Custom Radiators in Cooling Towers
Runtal Radiators
runtalnorthamerica.com
The thermal towers work like chimneys, drawing warm air up and out of the building, and drawing cool air from the perimeter. Normally this is accomplished with a solar-heated steel plate, but on cloudy days, or when the plate doesn’t create enough heat on its own, custom heaters pump out warm air to achieve the same effect.
Fire Smoke Dampers
Ruskin
ruskin.com/fsd
The dampers are installed above each classroom door to keep smoke out in case of fire. But these dampers also are an intrinsic part of the building’s natural ventilation system. The vents are controlled by the building’s direct digital control (DDC) system, and are opened and closed automatically to allow airflow to regulate temperature and indoor air quality.

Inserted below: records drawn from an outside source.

PR #1644, opened 2023-02-08
Remove unused files in mpa/modules

supersoob:
This PR is for removing the unused files in mpa/modules. I tested and checked cli tests over all tasks. I will make the following PR for removing unused files in mpa/recipe after this. If there are files in use, please comment.


jaegukhyun (approved):
Looks good, let's see the integration test results

JihwanEom:
Could you run e2e test locally? It will be better to check broad coverage.

supersoob:
I ran the local e2e tests, and failed issues are anomalib import issue caused by torch update and fq issues which is known issues. I think it's okay to merge. How do you think? @JihwanEom 
image
image
image
image
image
image

sungmanc (approved):

Issue #4755, opened 2025-09-25
Hierarchical folder layout for model binaries


leoll2:
All model binaries are currently stored under `<BASE_DATA_DIR>/models`, a single folder for all projects. To better isolate the data of different projects and avoid potential conflicts, we'd like to store the models as follows:

```
BASE_DATA_DIR/
├─ projects/
│  ├─ 0cd6adee-8887-45d9-ae46-b90a214bb1ea/
│  │  ├─ models/
│  │  │  ├─ 6b7bb928-5d6f-46ea-8fd2-5ce80dd1e12b/
│  │  │  │  ├─ model.xml               # OpenVINO IR model (XML), converted from pytorch
│  │  │  │  ├─ model.bin               # OpenVINO IR weights (BIN)
```

Later, the model folders may also be used to store the respective training artifacts (e.g. the logs used to train that specific model).

PR #4782, opened 2025-09-29
Add BaseWeightsService

### LINKED ISSUE #4761: Implement logic to download model weights
Create the class `BaseWeightsService`, responsible for downloading pretrained weights from an external archive and managing a local cache of weight files.

Proposed methods:

- `get_remote_weights_path(task: TaskType, model_manifest_id: str) -> str`: return the remote location of the weights, as configured in the manifest
- `get_local_weights_path(task: TaskType, model_manifest_id: str, allow_download : bool = True) -> Path`: returns the location of the weights (.pt file) in the local storage. If not already present and `allow_download` is enabled, then it should first pull the weights from the remote. Before download, the function should check if there is enough space on disk.
- `remove_local_weights(task: TaskType, model_manifest_id: str)`: delete the local base weights of a specific model archicture to free space on disk.
- `remove_all_local_weights()`: same as above, but for all models

The location of the model weights is defined for each model architecture in its manifest (#4695).

A-Artemis:
### Summary

This PR introduces a new `BaseWeightsService` which handles downloading and fetching of model's pretrained weights.

### Checklist

### License

```python
```

### DIFF
--- a/application/backend/app/services/base_weights_service.py
+++ b/application/backend/app/services/base_weights_service.py
@@ -1,0 +1,261 @@
+# Copyright (C) 2025 Intel Corporation
+# SPDX-License-Identifier: Apache-2.0
+
+import hashlib
+import logging
+import shutil
+from pathlib import Path
+
+import requests
+
+from app.supported_models import ModelManifest
+from app.supported_models.default_models import TaskType
+from app.supported_models.supported_models import SupportedModels
+
+logger = logging.getLogger(__name__)
+
+
+class BaseWeightsService:
+    """Service for downloading and managing pretrained model weights from external archives."""
+
+    def __init__(self, data_dir: Path) -> None:
+        self._weights_cache_dir = data_dir / "models" / "pretrained_weights"
+        self._weights_cache_dir.mkdir(parents=True, exist_ok=True)
+
+    def get_remote_weights_path(self, task: TaskType, model_manifest_id: str) -> str:
+        """
+        Return the remote location of the weights as configured in the manifest.
+
+        Args:
+            task: The task type (used for validation)
+            model_manifest_id: The unique identifier of the model architecture
+
+        Returns:
+            str: The remote URL of the pretrained weights
+        """
+        manifest = self._get_and_validate_model_manifest(task, model_manifest_id)
+        return manifest.pretrained_weights.url
+
+    def get_local_weights_path(self, task: TaskType, model_manifest_id: str, allow_download: bool = True) -> Path:
+        """
+        Return the location of the weights (.pt file) in local storage.
+
+        If not already present and allow_download is enabled, downloads the weights from remote.
+
+        Args:
+            task: The task type
+            model_manifest_id: The unique identifier of the model architecture
+            allow_download: Whether to download weights if not present locally
+
+        Returns:
+            Path: Path to the local weights file
+
+        Raises:
+            FileNotFoundError: If weights are not found locally and allow_download is False
+        """
+        manifest = self._get_and_validate_model_manifest(task, model_manifest_id)
+
+        task_dir = self._weights_cache_dir / task.name.lower()
+        task_dir.mkdir(parents=True, exist_ok=True)
+        local_path = task_dir / Path(manifest.pretrained_weights.url).name
+
+        if local_path.exists():
+            if self._verify_file_integrity(file_path=local_path, sha_sum=manifest.pretrained_weights.sha_sum):
+                logger.info(f"Using cached weights for {model_manifest_id}: {local_path}")
+                return local_path
+
+            logger.warning(f"Cached weights for {model_manifest_id} failed integrity check, will re-download")
+            local_path.unlink()
+
+        if not allow_download:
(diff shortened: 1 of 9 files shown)


application/backend/app/services/base_weights_service.py
```diff
@@ -0,0 +1,261 @@
...
+                temp_path.unlink()
+                raise ValueError(f"Downloaded file failed integrity check for {remote_url}")
+
+            # Move temporary file to final location
+            temp_path.rename(local_path)
+            logger.info(f"Successfully downloaded and verified weights: {local_path}")
+        except requests.RequestException as e:
+            logger.error(f"Failed to download weights from {remote_url}: {e}")
+        except Exception as e:
+            logger.error(f"Unexpected error downloading weights from {remote_url}: {e}")
```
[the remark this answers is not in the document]
A-Artemis: @leoll2 What do you think the behaviour should be here?

application/backend/app/services/base_weights_service.py
```diff
@@ -0,0 +1,262 @@
...
+from app.supported_models.supported_models import SupportedModels
+
+logger = logging.getLogger(__name__)
+
+
+class BaseWeightsService:
+    """Service for downloading and managing pretrained model weights from external archives."""
+
+    def __init__(self, data_dir: Path) -> None:
+        self._weights_cache_dir = data_dir / "models" / "pretrained_weights"
```
leoll2:
```suggestion
        self._weights_cache_dir = data_dir / "pretrained_weights"
```
The root `models` folder is going to be removed, instead models will be stored inside the respective project folder (#4755).

The `pretrained_weights` dir is supposed to be directly under `data_dir`: https://github.com/open-edge-platform/training_extensions/blob/6ec7c7d6ae419eca1e2683db1e8db6def3e3939f/docs/geti_tune/models.md?plain=1#L126-L127

application/backend/app/services/base_weights_service.py
```diff
@@ -0,0 +1,262 @@
...
+            model_manifest_id: The provided model manifest ID, or None to use default
+
+        Returns:
+            ModelManifest: The validated model manifest
+
+        Raises:
+            ValueError: If the model manifest is not found, task type mismatch, or doesn't have pretrained weights
+        """
+        manifest = SupportedModels.get_model_manifest_by_id(model_manifest_id)
+        if manifest.id == "null":
```
leoll2: My bad for not pointing out in the previous PR, but I don't like the `NullModelManifest` class. A more Pythonic and maintainable approach is to raise a `ManifestNotFoundException` in `SupportedModels.get_model_manifest_by_id` instead of returning a null-like object.

application/backend/app/services/base_weights_service.py
```diff
@@ -0,0 +1,262 @@
...
+            raise ValueError(f"Model manifest '{model_manifest_id}' not found")
+        if manifest.task.lower() != task.name.lower():
```
leoll2: I suggest to update the `ModelManifest.task` attribute to be `TaskType` instead of string, so you can do a direct comparison. It's also more robust because a ValidationError is raised when loading a manifest whose YAML references an unrecognized task type.

application/backend/app/services/base_weights_service.py
```diff
@@ -0,0 +1,262 @@
...
+            raise ValueError(f"Task mismatch: expected '{task.name.lower()}', got '{manifest.task.lower()}'")
+        if not manifest.pretrained_weights.url or manifest.pretrained_weights.url == "null":
+            raise ValueError(f"No pretrained weights configured for model '{model_manifest_id}'")
```
leoll2: This type of validation is not responsibility of `BaseWeightsService`. Since `ModelManifest.pretrained_weights.url` is not optional, this check is already performed by Pydantic when loading the manifest from YAML.

application/backend/app/services/base_weights_service.py
```diff
@@ -0,0 +1,262 @@
...
+        Returns:
+            Path: Path to the local weights file
+
+        Raises:
+            FileNotFoundError: If weights are not found locally and allow_download is False
+        """
+        manifest = self._get_and_validate_model_manifest(task, model_manifest_id)
+
+        task_dir = self._weights_cache_dir / task.name.lower()
+        task_dir.mkdir(parents=True, exist_ok=True)
```
leoll2: I suggest to move the logic to create the task directories to the constructor. In other words, in the constructor you should iterate over the task types and create the missing folders. This way we can detect much earlier issues like incorrect write permissions on the data_dir, already when the application is launched.

application/backend/app/services/base_weights_service.py
```diff
@@ -0,0 +1,262 @@
...
+        Verify the integrity of a downloaded file using SHA256 checksum.
+
+        Args:
+            file_path: Path to the file to verify
+            sha_sum: Expected SHA256 checksum
+
+        Returns:
+            bool: True if the file integrity is valid, False otherwise
+        """
+        if sha_sum == "null" or not sha_sum:
```
leoll2: Should never be "null" or None

leoll2 (approved):

PR #4803, opened 2025-09-30
Add redirect logic

jpggvilaca:
### Summary

* Add initial redirect depending on the number of projects

### Checklist

### License

```python
```

### DIFF
--- a/application/ui/src/router.tsx
+++ b/application/ui/src/router.tsx
@@ -91,7 +91,7 @@ export const router = createBrowserRouter([
                 ),
             },
             {
-                path: 'dataset',
+                path: paths.project.dataset.pattern,
                 element: (
                     <ZoomProvider>
                         <SelectedDataProvider>
@@ -101,7 +101,7 @@ export const router = createBrowserRouter([
                 ),
             },
             {
-                path: 'models',
+                path: paths.project.models.pattern,
                 element: <Models />,
             },
         ],
--- a/application/ui/src/router.tsx
+++ b/application/ui/src/router.tsx
@@ -1,10 +1,10 @@
 // Copyright (C) 2025 Intel Corporation
 // SPDX-License-Identifier: Apache-2.0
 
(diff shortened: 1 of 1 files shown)


application/ui/src/router.tsx
```diff
@@ -20,7 +20,43 @@ import { Models } from './routes/models/models';
...
+            } else {
+                navigate(paths.project.new({}), { replace: true });
+            }
+        } else {
+            // More than 1 project -> Load index page (/projects)
+            navigate(paths.project.index({}), { replace: true });
+        }
+    }, [projects, navigate]);
+
+    return <Loading />;
```
MarkRedeman: Instead of using `useEffect` and rendering `Loading` you could render a `<Navigate>` component. This way we could make sure that the user always ends up navigating to a different page instead of potentially getting stuck at the `<Loading>` screen (if for some reason the `useEffect` doesn't trigger).

Since you're using a `useSuspenseQuery` this should already trigger the loading component at the top of the router.

application/ui/src/router.tsx
```diff
@@ -48,14 +80,10 @@ export const router = createBrowserRouter([
...
-                loader: () => {
-                    // TODO: If there is no project configured then redirect to new project creation
-                    // else redirect to inference
-                    return redirect(paths.project.index({}));
-                },
+                element: <ViewProject />,
             },
             {
-                path: paths.project.inference.pattern,
+                path: 'inference',
```
MarkRedeman: Are these paths changes intentional?

MarkRedeman (dismissed):

application/ui/src/router.tsx
jpggvilaca: Agree, updated

application/ui/src/router.tsx
jpggvilaca: Nope ^^ updated

camiloHimura (approved):

PR #4805, opened 2025-10-01
Collected dataset items have inverted color channels

### LINKED ISSUE #4793: Collected dataset items have inverted color channels
**Steps to reproduce**

1. In Geti Tune, configure a dataset collection policy. For example `curl -s -X PATCH localhost:7860/api/projects/9d6af8e8-6017-4ebe-9126-33aae739c5fa/pipeline -H "Content-Type: application/json" --data '{"data_collection_policies": [{"type": "fixed_rate", "enabled": true, "rate": 0.2}]}'`
2. After a few seconds, view the dataset items in the UI or the browser (e.g. `localhost:7860/api/projects/9d6af8e8-6017-4ebe-9126-33aae739c5fa/dataset/items/35d016ec-0220-419e-bd78-2831b0de86ff/binary`)

**Expected**

The collected image looks identical to the frame processed by the inference pipeline

**Actual**

The image appears blue-ish, as if the color channels are inverted.

Image

warrkan:
### Summary

Resolves #4793 

Fixes a bug with incorrect RGB channels, Data Collector performs BGR -> RGB conversion if necessary.

### Checklist

### License

```python
```

### DIFF
--- a/application/backend/app/services/data_collect/data_collector.py
+++ b/application/backend/app/services/data_collect/data_collector.py
@@ -4,6 +4,7 @@ import logging
 from abc import ABCMeta, abstractmethod
 from uuid import UUID
 
+import cv2
 import numpy as np
 
 from app.entities.stream_data import InferenceData
@@ -78,6 +79,7 @@ class DataCollector:
         )
         if not should_collect:
             return
+        frame_data = cv2.cvtColor(frame_data, cv2.COLOR_BGR2RGB)  # Convert BGR to RGB
         annotations = convert_prediction(
             labels=project.task.labels, frame_data=frame_data, prediction=inference_data.prediction
         )
--- a/application/backend/tests/unit/services/data_collect/test_data_collector.py
+++ b/application/backend/tests/unit/services/data_collect/test_data_collector.py
@@ -1,7 +1,7 @@
 # Copyright (C) 2025 Intel Corporation
 # SPDX-License-Identifier: Apache-2.0
 from datetime import datetime
-from unittest.mock import MagicMock, patch
+from unittest.mock import ANY, MagicMock, patch
 from uuid import uuid4
 
 import numpy as np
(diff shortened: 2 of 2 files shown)


application/backend/app/services/data_collect/data_collector.py
```diff
@@ -78,6 +79,7 @@ def collect(
         )
         if not should_collect:
             return
+        frame_data = cv2.cvtColor(frame_data, cv2.COLOR_BGR2RGB)  # Convert BGR to RGB
```
leoll2, line 82: I tried to look a bit deeper in the code to understand why this BGR->RGB conversion is necessary here for dataset collection, but not when writing to the folder sink. Here are my findings:

- the image traverses the inference pipeline as BGR. In other words, `StreamData.frame_data` is BGR.
- the dataset collection stage calls `DatasetService.create_dataset_item`, which calls `_read_image_from_ndarray`. The latter uses `PIL.Image.fromarray`, which assumes `RGB` if no mode is specified.
- the folder dispatcher instead uses `cv2.imencode` to encode the image as PNG. OpenCV assumes BGR by default.

Conclusion: instead of adding a conversion step here, I think we should fix `_read_image_from_ndarray`. Try using `Image.fromarray(data, mode="BGR")`: if that's not supported, then do the channel swap right before. Later, I think we should update the implementation to use OpenCV instead of Pillow.

warrkan: Unfortunately Pillow doesn't support `mode="BGR"`:

```
  File "/root/training_extensions/application/backend/app/services/dataset_service.py", line 58, in _read_image_from_ndarray
    return Image.fromarray(data, mode="BGR")
```

so we need to convert it before. I don't want to put it in dataset_service to keep there only Pillow dependency

leoll2 (approved):

PR #4812, opened 2025-10-01
Improved integrity errors handling

### LINKED ISSUE #4777: Incorrect exception message when attempting to create project with duplicate labels
**Steps to reproduce**

1. Try to create a Geti Tune project with two labels that have the same name

This is equivalent to submitting this request (note the duplicate labels):
```sh
curl -s -x POST localhost:7860/api/projects -H "Content-Type: application/json" --data '{ "name": "animals", "task": { "task_type": "classification", "exclusive_labels": true, "labels": [ { "name": "cat" }, { "name": "cat" } ] } }'
```

**Expected behavior**

The request is rejected with error 404 or 409, with a message that indicates the duplicate label

**Actual behavior**

The request is rejected with a misleading message:

> `{"detail":"Project with name 'animals' already exists."}`

The project name is not duplicated, the label names are (within the request). This issue is probably caused by how integrity errors raised by children entities are handled and propagated to the parent: https://github.com/open-edge-platform/training_extensions/blob/2c55cc54d7b7290f44668e1fdd4773e0be6effdd/application/backend/app/services/base.py#L121

warrkan:
### Summary

Resolves #4777

### Checklist


application/backend/app/services/project_service.py
```diff
@@ -29,7 +31,10 @@ def __init__(self, data_dir: Path) -> None:
 
     @parent_process_only
     def create_project(self, project: Project) -> Project:
-        return self._persistence.create(project)
+        try:
+            return self._persistence.create(project)
+        except UniqueConstraintIntegrityError:
+            raise DuplicateLabelsError
```
leoll2: The project creation endpoint allows the client to provide an id. It's a bit of an edge case, but it may happen that the client-provided id conflicts with an existing project and a `PrimaryKeyIntegrityError` is raised here. In such case, does the API return 409 with a clear error message? You can test it by calling `POST /projects` twice with the same id in the payload.

leoll2 (dismissed):
LGTM, one minor comment

application/backend/app/api/endpoints/sinks.py
```diff
@@ -97,7 +102,7 @@ async def create_sink(
 
     try:
         return configuration_service.create_sink(sink_config)
-    except ResourceAlreadyExistsError as e:
+    except ResourceWithNameAlreadyExistsError as e:
```
itallix: We should handle the case where ids are provided as well, since all resources allow passing an ID during creation.

warrkan: It will be handled by https://github.com/open-edge-platform/training_extensions/pull/4812/files#diff-831489a76e6762f2886866f1bdbffe2953a1fc9dbd49ee5085ab59c2176d74f5R122

application/backend/app/services/project_service.py
warrkan: Yes, if you try to create a project with the existing ID, you'll get a proper error:
image

application/backend/app/services/data_collect/data_collector.py
```diff
@@ -107,7 +107,11 @@ def collect(
             labels=project.task.labels, frame_data=frame_data, prediction=inference_data.prediction
         )
         with get_db_session() as session:
-            dataset_service = DatasetService(self.data_dir, session)
+            label_service = LabelService(db_session=session)
+            project_service = ProjectService(data_dir=self.data_dir, db_session=session, label_service=label_service)
+            dataset_service = DatasetService(
+                data_dir=self.data_dir, db_session=session, project_service=project_service
+            )
```
leoll2, line 119: Would it be possible to simplify this code by letting the `DatasetService` instantiate `ProjectService` if not provided by argument? Similarly, `ProjectService` could instantiate a `LabelService` if not passed explicitly.

application/backend/app/services/__init__.py
```diff
@@ -1,16 +1,24 @@
 # Copyright (C) 2025 Intel Corporation
 # SPDX-License-Identifier: Apache-2.0
-from .active_model_service import ActiveModelService
+
+from .base import (  # isort: skip
```
leoll2: Sorting the imports manually through `# isort: skip` allows to avoid circular imports, but it becomes harder to maintain as the number of imports grows. A possible alternative, imho better, is to use _relative_ imports within the module (`app.services` in this case), as in the following example:

image

If you agree with this approach, I can push a commit to fix all the imports in the services module.

leoll2: Pushed fix -> [02a43b4](https://github.com/open-edge-platform/training_extensions/pull/4812/commits/02a43b409145bb7e663cac09bc32c4a258e609d5)

application/backend/app/services/active_pipeline_service.py
```diff
@@ -75,7 +78,7 @@ def _load_app_config(self) -> None:
 
             project = pipeline.project
             if project is not None:
-                self._project = ProjectMapper.to_schema(project)
+                self._project = ProjectMapper.to_schema(project, LabelService(db).list_all(UUID(project.id)))
```
itallix, line 81: I believe we've reached a point where view objects no longer align well with our internal service needs. While these objects work fine when used by routers, they're not ideal for internal operations - particularly in stateful services like `ActiveModelService` and `ActivePipelineService` (e.g., labels are meaningless within the scope of `ActivePipelineService`).

For services that maintain runtime state, we should consider designing proper domain objects tailored to their specific operational requirements. However, this is probably something for future tasks rather than the current PR.

application/backend/app/services/data_collect/data_collector.py
warrkan: I wouldn't do it, let's keep instances instantiation a responsibility of DI component. Otherwise it can become a mess

warrkan: @itallix what do you think?

application/backend/app/services/active_pipeline_service.py
warrkan: I completely agree, and afaik I've raised this topic at some point. In general it's a good idea to separate presentation layer objects and business layer objects.

application/backend/app/services/__init__.py
warrkan: Thanks @leoll2 !

application/backend/app/api/endpoints/sinks.py
itallix:
```suggestion
    except (ResourceWithNameAlreadyExistsError, ResourceWithIdAlreadyExistsError) as e
```

application/backend/app/api/endpoints/sources.py
```diff
@@ -108,7 +114,7 @@ def create_source(
     """Create and configure a new source"""
     try:
         return configuration_service.create_source(source_create)
-    except ResourceAlreadyExistsError as e:
+    except ResourceWithNameAlreadyExistsError as e:
```
itallix:
```suggestion
    except (ResourceWithNameAlreadyExistsError, ResourceWithIdAlreadyExistsError) as e:
```

application/backend/app/services/data_collect/data_collector.py
itallix: The current approach with DI is the correct pattern and should be maintained. Services should focus on their business logic, not instantiating their dependencies. 
We can extract factories when a number of dependencies is required like here.

BTW, we still violate this pattern when it comes to repositories - possible task for a future refactor.

application/backend/app/services/dispatchers/filesystem.py
```diff
@@ -10,7 +10,8 @@
 from model_api.models.result import Result
 
 from app.schemas.sink import FolderSinkConfig, OutputFormat
-from app.services.dispatchers.base import BaseDispatcher
+
+from .base import BaseDispatcher
```
itallix, line 14: Is there a reason to change this to relative import.

Currently we have three groups of imports:
1. sdk
2. third party libs
3. app deps

This is introducing unnecessary group within app deps (abosolute + relative). I find it convenient for `__init__.py` to expose inners, but probably unnecessary here?

leoll2: Related comment: https://github.com/open-edge-platform/training_extensions/pull/4812#discussion_r2418911821

When Python modules import classes from sibling modules and these classes are exposed with `__init__.py`, it's very common to run into circular imports. To avoid that, here we use relative imports. It's important to note that relative imports are used only to import other _services_ (i.e. classes defined within this module `app.services`), while for everything else it is still better to use absolute imports.

application/backend/app/services/mappers/label_mapper.py
```diff
@@ -15,7 +16,9 @@ def to_schema(label_db: LabelDB) -> Label:
         return Label.model_validate(label_db, from_attributes=True)
 
     @staticmethod
-    def from_schema(label: Label) -> LabelDB:
+    def from_schema(project_id: UUID, label: Label) -> LabelDB:
         """Convert Label schema to db model."""
 
-        return LabelDB(**label.model_dump(mode="json"))
+        label_db = LabelDB(**label.model_dump(mode="json"))
```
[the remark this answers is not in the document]
warrkan: Label doesn't have `project_id` field, so it cannot be initialized via constructor

application/backend/app/services/dataset_service.py
```diff
@@ -162,36 +164,40 @@ def list_dataset_items(
...
         if not dataset_item:
             raise ResourceNotFoundError(ResourceType.DATASET_ITEM, str(dataset_item_id))
-        return self.projects_dir / f"{project_id}/dataset/{dataset_item.id}-thumb.jpg"
+        return self.projects_dir / f"{project.id}/dataset/{dataset_item.id}-thumb.jpg"
 
     def delete_dataset_item(self, project_id: UUID, dataset_item_id: UUID) -> None:
         """Delete a dataset item by its ID"""
-        repo = DatasetItemRepository(project_id=str(project_id), db=self._db_session)
+        project = self._project_service.get_project_by_id(project_id)
+        repo = DatasetItemRepository(project_id=str(project.id), db=self._db_session)
```
leoll2, line 205: Why do you need to load the `project` here? What's wrong with the old implementation that used `project_id` directly?

warrkan: Because I think it's more correct to indicate that project doesn't exist rather than dataset item is missing

leoll2 (approved):

application/backend/app/services/configuration_service.py
```diff
@@ -26,16 +34,46 @@ class PipelineField(StrEnum):
...
+        try:
+            return super().create(item)
+        except UniqueConstraintIntegrityError:
+            raise ResourceWithNameAlreadyExistsError(ResourceType.SOURCE, item.name)
+
+    def update(self, item: Source, partial_config: dict) -> Source:
+        try:
+            return super().update(item, partial_config)
+        except UniqueConstraintIntegrityError:
+            raise ResourceWithNameAlreadyExistsError(ResourceType.SOURCE, partial_config["name"])
```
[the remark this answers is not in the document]
warrkan: If the error is raised, it means that there was an attempt to change source name to existing one. It means that `name` in this case must be present in `partial_config`

application/backend/app/services/configuration_service.py
```diff
@@ -26,16 +34,46 @@ class PipelineField(StrEnum):
...
+        try:
+            return super().create(item)
+        except UniqueConstraintIntegrityError:
+            raise ResourceWithNameAlreadyExistsError(ResourceType.SINK, item.name)
+
+    def update(self, item: Sink, partial_config: dict) -> Sink:
+        try:
+            return super().update(item, partial_config)
+        except UniqueConstraintIntegrityError:
+            raise ResourceWithNameAlreadyExistsError(ResourceType.SINK, partial_config["name"])
```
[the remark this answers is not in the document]
warrkan: The same here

Radiant Floor Heating Control
Zurn
zurn.com
This control allows the radiant floor heating system sensors to communicate with the building’s DDC building management system. This means that not only can the DDC system control the opening of vents and skylights, and thus control airflow through the building, but it also can control how hot each section of radiant flooring gets and disperse heat through the building in the cooler months.